EXERCISE:
Only the lines holding "would" are wanted. Copy every one from the records below.

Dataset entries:
##############################
PR #1011, opened 2023-07-13
Remove overlapping nuclei segmentation

subinkitware:
Remove overlapping nuclei present in the whole image to avoid double counting.


histomicstk/segmentation/label/remove_overlap_nuclei.py
```diff
@@ -0,0 +1,58 @@
...
+    """
+    Create a shapely Polygon from a list of points.
+
+    Args:
+        points (list): A list containing tuples representing the points of the polygon.
+
+    Returns:
+        shapely.geometry.Polygon: The polygon created from the points.
+    """
+    return Polygon(coordinates).buffer(0)
```
manthey, line 18: The `buffer(0)` is unnecessary, at which point we may want to skip having this a separate function.

histomicstk/segmentation/label/remove_overlap_nuclei.py
```diff
@@ -0,0 +1,58 @@
...
+        nuclei_list (list): A list of dictionaries, each containing 'points' representing a polygon.
+
+    Returns:
+        list: A new list with overlapping nuclei removed.
+    """
+    # Extract all points from the nuclei_list to create polygons
+    coordinates_collection = [nuclei['points'] for nuclei in nuclei_list]
+
+    # Use ProcessPoolExecutor for parallel processing of polygon creation
+    with ProcessPoolExecutor(os.cpu_count()) as executor:
```
manthey, line 38: The default number of process pool workers is cpu count, so we don't have to pass it.

histomicstk/segmentation/label/remove_overlap_nuclei.py
```diff
@@ -0,0 +1,58 @@
...
+        polygons = list(
+            executor.map(
+                create_polygon,
+                (coordinates for coordinates in coordinates_collection)))
```
manthey, line 42: Is there a virtue of creating the `coordinates_collection`?  Couldn't you just do `nuclei['points'] for nuclei in nuclei_list`?  If not, then you should be able to skip this comprehension (e.g., `executor.map(create_polygon, (coordinates for coordinates in coordinates_collection))` should be the same as `executor.map(create_polygon, coordinates_collection)`)

histomicstk/segmentation/label/remove_overlap_nuclei.py
```diff
@@ -0,0 +1,58 @@
...
+    # Find indexes of overlapping polygons
+    remove_list = [
+        index for index in range(
+            len(polygons)) if any(
+            ix for ix in rt.query(
+                polygons[index]) if ix < index and polygons[index].intersects(
+                    polygons[ix]))]
+
+    # Remove the overlapping polygons from the original list
+    output_list = [nuclei_list[i] for i in range(len(nuclei_list)) if i not in remove_list]
```
manthey, line 56: We could combine the remove_list and output_list into a single command:
```
output_list = [nuclei for index, nuclei in enumerate(nuclei_list) if not any(...)]
```
where the ... is the expression in your current `any()`.

histomicstk/segmentation/label/remove_overlap_nuclei.py
subinkitware: I initially tried without `buffer(0)` but there are some self-intersecting polygons when trying this on a WSI. It throws an error with the polygon intersection part of the code if buffer(0) is not used.

histomicstk/segmentation/label/remove_overlap_nuclei.py
subinkitware: I agree, the `coordinate_collection` is redundant. I've replaced it with the `nuclei['points'] for nuclei in nuclei_list`

histomicstk/segmentation/label/remove_overlap_nuclei.py
subinkitware: here is a sample error message when not using the `.buffer` function. `shapely.errors.GEOSException: TopologyException: side location conflict at 3530.8899999999999 267.79000000000002 0. This can occur if the input geometry is invalid.`.  The invalid geometry is created when we use self-intersecting points to generate a polygon. `.buffer(0)` removes any self-intersecting geometry.

manthey:
If you have overlap and remove overlapping turned on and ask for bounding boxes instead of boundaries, this currently throws an error.  I think, for bounding box output, we would have to process as boundaries anyway to remove overlap and then reduce to bounding boxes afterwards.  

An alternative would be to just raise an error if remove overlapping nuclei AND bound box output are both selected (though it'd be better to handle it).

subinkitware:
> If you have overlap and remove overlapping turned on and ask for bounding boxes instead of boundaries, this currently throws an error. I think, for bounding box output, we would have to process as boundaries anyway to remove overlap and then reduce to bounding boxes afterward.
>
##############################
OUTPUT OF THE EXERCISE:
If you have overlap and remove overlapping turned on and ask for bounding boxes instead of boundaries, this currently throws an error.  I think, for bounding box output, we would have to process as boundaries anyway to remove overlap and then reduce to bounding boxes afterwards.  
An alternative would be to just raise an error if remove overlapping nuclei AND bound box output are both selected (though it'd be better to handle it).
> If you have overlap and remove overlapping turned on and ask for bounding boxes instead of boundaries, this currently throws an error. I think, for bounding box output, we would have to process as boundaries anyway to remove overlap and then reduce to bounding boxes afterward.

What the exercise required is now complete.